▸ Task goal: A word-for-word retyping of the listing is the goal.

-- Supplied data follows --

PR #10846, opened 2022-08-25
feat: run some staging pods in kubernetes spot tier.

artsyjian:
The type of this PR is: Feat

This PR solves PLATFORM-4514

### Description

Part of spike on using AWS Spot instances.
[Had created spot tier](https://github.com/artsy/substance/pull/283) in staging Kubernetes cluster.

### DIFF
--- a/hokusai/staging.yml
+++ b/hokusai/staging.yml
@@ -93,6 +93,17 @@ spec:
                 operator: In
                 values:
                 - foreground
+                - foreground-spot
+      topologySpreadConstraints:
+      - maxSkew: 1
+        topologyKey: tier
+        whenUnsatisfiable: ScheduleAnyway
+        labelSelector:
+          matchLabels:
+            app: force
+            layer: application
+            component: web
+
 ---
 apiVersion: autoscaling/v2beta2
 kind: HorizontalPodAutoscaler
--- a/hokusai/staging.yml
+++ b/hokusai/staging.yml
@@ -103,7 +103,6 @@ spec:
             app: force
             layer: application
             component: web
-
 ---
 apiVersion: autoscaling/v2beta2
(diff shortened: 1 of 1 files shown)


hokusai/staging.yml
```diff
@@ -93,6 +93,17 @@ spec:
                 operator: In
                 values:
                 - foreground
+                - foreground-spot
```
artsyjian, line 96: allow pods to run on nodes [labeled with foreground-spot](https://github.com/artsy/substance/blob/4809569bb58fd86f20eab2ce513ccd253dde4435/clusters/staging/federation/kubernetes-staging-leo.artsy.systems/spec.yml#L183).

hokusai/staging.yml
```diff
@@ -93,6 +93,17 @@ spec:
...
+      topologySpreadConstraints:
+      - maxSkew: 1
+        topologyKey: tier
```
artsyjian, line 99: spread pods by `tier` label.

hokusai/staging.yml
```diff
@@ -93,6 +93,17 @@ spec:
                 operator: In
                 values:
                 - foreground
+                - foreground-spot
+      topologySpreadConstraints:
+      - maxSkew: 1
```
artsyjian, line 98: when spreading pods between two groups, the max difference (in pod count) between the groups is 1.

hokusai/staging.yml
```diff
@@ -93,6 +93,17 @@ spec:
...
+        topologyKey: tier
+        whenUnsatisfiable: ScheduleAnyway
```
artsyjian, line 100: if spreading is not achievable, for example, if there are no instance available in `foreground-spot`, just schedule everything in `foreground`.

-- Supplied data concluded --

▸ Task answer:
PR #10846, opened 2022-08-25
feat: run some staging pods in kubernetes spot tier.

artsyjian:
The type of this PR is: Feat

This PR solves PLATFORM-4514

### Description

Part of spike on using AWS Spot instances.
[Had created spot tier](https://github.com/artsy/substance/pull/283) in staging Kubernetes cluster.

### DIFF
--- a/hokusai/staging.yml
+++ b/hokusai/staging.yml
@@ -93,6 +93,17 @@ spec:
                 operator: In
                 values:
                 - foreground
+                - foreground-spot
+      topologySpreadConstraints:
+      - maxSkew: 1
+        topologyKey: tier
+        whenUnsatisfiable: ScheduleAnyway
+        labelSelector:
+          matchLabels:
+            app: force
+            layer: application
+            component: web
+
 ---
 apiVersion: autoscaling/v2beta2
 kind: HorizontalPodAutoscaler
--- a/hokusai/staging.yml
+++ b/hokusai/staging.yml
@@ -103,7 +103,6 @@ spec:
             app: force
             layer: application
             component: web
-
 ---
 apiVersion: autoscaling/v2beta2
(diff shortened: 1 of 1 files shown)


hokusai/staging.yml
```diff
@@ -93,6 +93,17 @@ spec:
                 operator: In
                 values:
                 - foreground
+                - foreground-spot
```
artsyjian, line 96: allow pods to run on nodes [labeled with foreground-spot](https://github.com/artsy/substance/blob/4809569bb58fd86f20eab2ce513ccd253dde4435/clusters/staging/federation/kubernetes-staging-leo.artsy.systems/spec.yml#L183).

hokusai/staging.yml
```diff
@@ -93,6 +93,17 @@ spec:
...
+      topologySpreadConstraints:
+      - maxSkew: 1
+        topologyKey: tier
```
artsyjian, line 99: spread pods by `tier` label.

hokusai/staging.yml
```diff
@@ -93,6 +93,17 @@ spec:
                 operator: In
                 values:
                 - foreground
+                - foreground-spot
+      topologySpreadConstraints:
+      - maxSkew: 1
```
artsyjian, line 98: when spreading pods between two groups, the max difference (in pod count) between the groups is 1.

hokusai/staging.yml
```diff
@@ -93,6 +93,17 @@ spec:
...
+        topologyKey: tier
+        whenUnsatisfiable: ScheduleAnyway
```
artsyjian, line 100: if spreading is not achievable, for example, if there are no instance available in `foreground-spot`, just schedule everything in `foreground`.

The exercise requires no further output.